--- START ---

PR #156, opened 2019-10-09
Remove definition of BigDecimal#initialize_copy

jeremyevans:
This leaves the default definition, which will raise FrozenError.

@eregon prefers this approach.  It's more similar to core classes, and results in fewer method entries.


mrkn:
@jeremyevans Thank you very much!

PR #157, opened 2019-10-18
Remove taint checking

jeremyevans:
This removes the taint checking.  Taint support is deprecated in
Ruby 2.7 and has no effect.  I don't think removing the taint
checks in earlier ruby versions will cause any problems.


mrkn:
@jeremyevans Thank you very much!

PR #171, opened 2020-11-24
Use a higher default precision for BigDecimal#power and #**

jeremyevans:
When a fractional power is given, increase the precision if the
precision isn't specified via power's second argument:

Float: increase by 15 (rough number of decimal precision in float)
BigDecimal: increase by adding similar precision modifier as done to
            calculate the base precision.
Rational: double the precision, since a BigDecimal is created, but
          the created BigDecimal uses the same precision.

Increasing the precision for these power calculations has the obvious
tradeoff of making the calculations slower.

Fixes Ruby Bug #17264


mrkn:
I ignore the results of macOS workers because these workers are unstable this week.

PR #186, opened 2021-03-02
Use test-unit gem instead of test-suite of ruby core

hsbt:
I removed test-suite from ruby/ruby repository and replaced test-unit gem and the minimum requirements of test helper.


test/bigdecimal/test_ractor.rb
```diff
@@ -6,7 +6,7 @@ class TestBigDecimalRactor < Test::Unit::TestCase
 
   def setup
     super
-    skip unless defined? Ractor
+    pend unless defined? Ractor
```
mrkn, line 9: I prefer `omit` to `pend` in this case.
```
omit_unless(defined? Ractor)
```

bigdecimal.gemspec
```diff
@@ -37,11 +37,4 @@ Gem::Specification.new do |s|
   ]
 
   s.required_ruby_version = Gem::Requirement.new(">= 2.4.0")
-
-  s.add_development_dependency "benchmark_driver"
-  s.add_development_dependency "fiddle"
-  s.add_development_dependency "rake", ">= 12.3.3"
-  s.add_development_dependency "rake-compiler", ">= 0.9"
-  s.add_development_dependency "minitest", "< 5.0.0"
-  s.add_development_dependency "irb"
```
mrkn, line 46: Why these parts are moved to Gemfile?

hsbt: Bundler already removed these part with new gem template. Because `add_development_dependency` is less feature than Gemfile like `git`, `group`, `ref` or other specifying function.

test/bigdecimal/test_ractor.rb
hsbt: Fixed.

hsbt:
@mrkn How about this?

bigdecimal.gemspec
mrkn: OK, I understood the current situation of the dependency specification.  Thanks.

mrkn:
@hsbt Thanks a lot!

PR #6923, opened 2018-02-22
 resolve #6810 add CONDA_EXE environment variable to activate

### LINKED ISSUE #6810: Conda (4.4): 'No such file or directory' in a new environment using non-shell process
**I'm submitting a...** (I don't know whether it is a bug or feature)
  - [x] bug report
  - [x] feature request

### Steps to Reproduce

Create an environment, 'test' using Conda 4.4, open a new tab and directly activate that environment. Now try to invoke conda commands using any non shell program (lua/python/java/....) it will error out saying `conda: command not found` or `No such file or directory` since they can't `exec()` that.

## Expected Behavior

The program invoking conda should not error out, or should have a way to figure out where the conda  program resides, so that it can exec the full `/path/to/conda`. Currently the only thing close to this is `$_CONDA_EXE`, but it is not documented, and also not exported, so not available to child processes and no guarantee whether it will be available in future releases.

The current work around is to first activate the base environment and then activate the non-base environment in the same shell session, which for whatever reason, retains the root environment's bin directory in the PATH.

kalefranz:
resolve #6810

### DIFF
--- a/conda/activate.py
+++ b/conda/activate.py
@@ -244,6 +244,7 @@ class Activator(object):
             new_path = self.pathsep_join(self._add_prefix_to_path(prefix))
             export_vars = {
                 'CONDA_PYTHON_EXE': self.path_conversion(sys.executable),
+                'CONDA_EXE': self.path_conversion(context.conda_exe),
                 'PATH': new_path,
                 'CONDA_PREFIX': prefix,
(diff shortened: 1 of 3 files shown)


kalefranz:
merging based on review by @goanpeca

--- END ---

**Your instructions**
Reproduce every record above exactly.

**Your response**
PR #156, opened 2019-10-09
Remove definition of BigDecimal#initialize_copy

jeremyevans:
This leaves the default definition, which will raise FrozenError.

@eregon prefers this approach.  It's more similar to core classes, and results in fewer method entries.


mrkn:
@jeremyevans Thank you very much!

PR #157, opened 2019-10-18
Remove taint checking

jeremyevans:
This removes the taint checking.  Taint support is deprecated in
Ruby 2.7 and has no effect.  I don't think removing the taint
checks in earlier ruby versions will cause any problems.


mrkn:
@jeremyevans Thank you very much!

PR #171, opened 2020-11-24
Use a higher default precision for BigDecimal#power and #**

jeremyevans:
When a fractional power is given, increase the precision if the
precision isn't specified via power's second argument:

Float: increase by 15 (rough number of decimal precision in float)
BigDecimal: increase by adding similar precision modifier as done to
            calculate the base precision.
Rational: double the precision, since a BigDecimal is created, but
          the created BigDecimal uses the same precision.

Increasing the precision for these power calculations has the obvious
tradeoff of making the calculations slower.

Fixes Ruby Bug #17264


mrkn:
I ignore the results of macOS workers because these workers are unstable this week.

PR #186, opened 2021-03-02
Use test-unit gem instead of test-suite of ruby core

hsbt:
I removed test-suite from ruby/ruby repository and replaced test-unit gem and the minimum requirements of test helper.


test/bigdecimal/test_ractor.rb
```diff
@@ -6,7 +6,7 @@ class TestBigDecimalRactor < Test::Unit::TestCase
 
   def setup
     super
-    skip unless defined? Ractor
+    pend unless defined? Ractor
```
mrkn, line 9: I prefer `omit` to `pend` in this case.
```
omit_unless(defined? Ractor)
```

bigdecimal.gemspec
```diff
@@ -37,11 +37,4 @@ Gem::Specification.new do |s|
   ]
 
   s.required_ruby_version = Gem::Requirement.new(">= 2.4.0")
-
-  s.add_development_dependency "benchmark_driver"
-  s.add_development_dependency "fiddle"
-  s.add_development_dependency "rake", ">= 12.3.3"
-  s.add_development_dependency "rake-compiler", ">= 0.9"
-  s.add_development_dependency "minitest", "< 5.0.0"
-  s.add_development_dependency "irb"
```
mrkn, line 46: Why these parts are moved to Gemfile?

hsbt: Bundler already removed these part with new gem template. Because `add_development_dependency` is less feature than Gemfile like `git`, `group`, `ref` or other specifying function.

test/bigdecimal/test_ractor.rb
hsbt: Fixed.

hsbt:
@mrkn How about this?

bigdecimal.gemspec
mrkn: OK, I understood the current situation of the dependency specification.  Thanks.

mrkn:
@hsbt Thanks a lot!

PR #6923, opened 2018-02-22
 resolve #6810 add CONDA_EXE environment variable to activate

### LINKED ISSUE #6810: Conda (4.4): 'No such file or directory' in a new environment using non-shell process
**I'm submitting a...** (I don't know whether it is a bug or feature)
  - [x] bug report
  - [x] feature request

### Steps to Reproduce

Create an environment, 'test' using Conda 4.4, open a new tab and directly activate that environment. Now try to invoke conda commands using any non shell program (lua/python/java/....) it will error out saying `conda: command not found` or `No such file or directory` since they can't `exec()` that.

## Expected Behavior

The program invoking conda should not error out, or should have a way to figure out where the conda  program resides, so that it can exec the full `/path/to/conda`. Currently the only thing close to this is `$_CONDA_EXE`, but it is not documented, and also not exported, so not available to child processes and no guarantee whether it will be available in future releases.

The current work around is to first activate the base environment and then activate the non-base environment in the same shell session, which for whatever reason, retains the root environment's bin directory in the PATH.

kalefranz:
resolve #6810

### DIFF
--- a/conda/activate.py
+++ b/conda/activate.py
@@ -244,6 +244,7 @@ class Activator(object):
             new_path = self.pathsep_join(self._add_prefix_to_path(prefix))
             export_vars = {
                 'CONDA_PYTHON_EXE': self.path_conversion(sys.executable),
+                'CONDA_EXE': self.path_conversion(context.conda_exe),
                 'PATH': new_path,
                 'CONDA_PREFIX': prefix,
(diff shortened: 1 of 3 files shown)


kalefranz:
merging based on review by @goanpeca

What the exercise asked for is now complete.